PR #835, opened 2020-01-23
Gt 634   database configuration

gyasistory:
https://jira.cru.org/browse/GT-634

The first part of the Jira Task


library/api/src/main/java/org/cru/godtools/api/GlobalActivityAnalyticsApi.java
```diff
@@ -0,0 +1,16 @@
...
+import org.cru.godtools.model.GlobalActivityAnalytics;
+
+import retrofit2.Call;
+import retrofit2.http.GET;
+import retrofit2.http.Streaming;
+
+public interface GlobalActivityAnalyticsApi {
+    String PATH_ANALYTICS_GLOBAL = "analytics/global";
+
+    @Streaming
```
frett: why are you using `@Streaming`?

library/db/src/main/java/org/keynote/godtools/android/db/Contract.java
```diff
@@ -314,4 +315,32 @@
...
+        private static final String SQL_COLUMN_LAUNCHES = COLUMN_LAUNCHES + " INTEGER";
+        private static final String SQL_COLUMN_GOSPEL_PRESENTATIONS = COLUMN_GOSPEL_PRESENTATIONS + " INTEGER";
+
+        static final Expression SQL_WHERE_PRIMARY_KEY = FIELD_ID.eq(bind());
+
+        static final String SQL_CREATE_TABLE =
+                create(TABLE_NAME, SQL_COLUMN_ID, SQL_COLUMN_USERS, SQL_COLUMN_COUNTRIES, SQL_COLUMN_LAUNCHES,
+                       SQL_COLUMN_GOSPEL_PRESENTATIONS);
+        static final String SQL_DELETE_TABLE = drop(TABLE_NAME);
+        static final String SQL_V41_CREATE_GLOBAL_ANALYTICS = SQL_CREATE_TABLE;
```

***

When the word "INTEGER" occurs in a line above, list that line.

+        private static final String SQL_COLUMN_LAUNCHES = COLUMN_LAUNCHES + " INTEGER";
+        private static final String SQL_COLUMN_GOSPEL_PRESENTATIONS = COLUMN_GOSPEL_PRESENTATIONS + " INTEGER";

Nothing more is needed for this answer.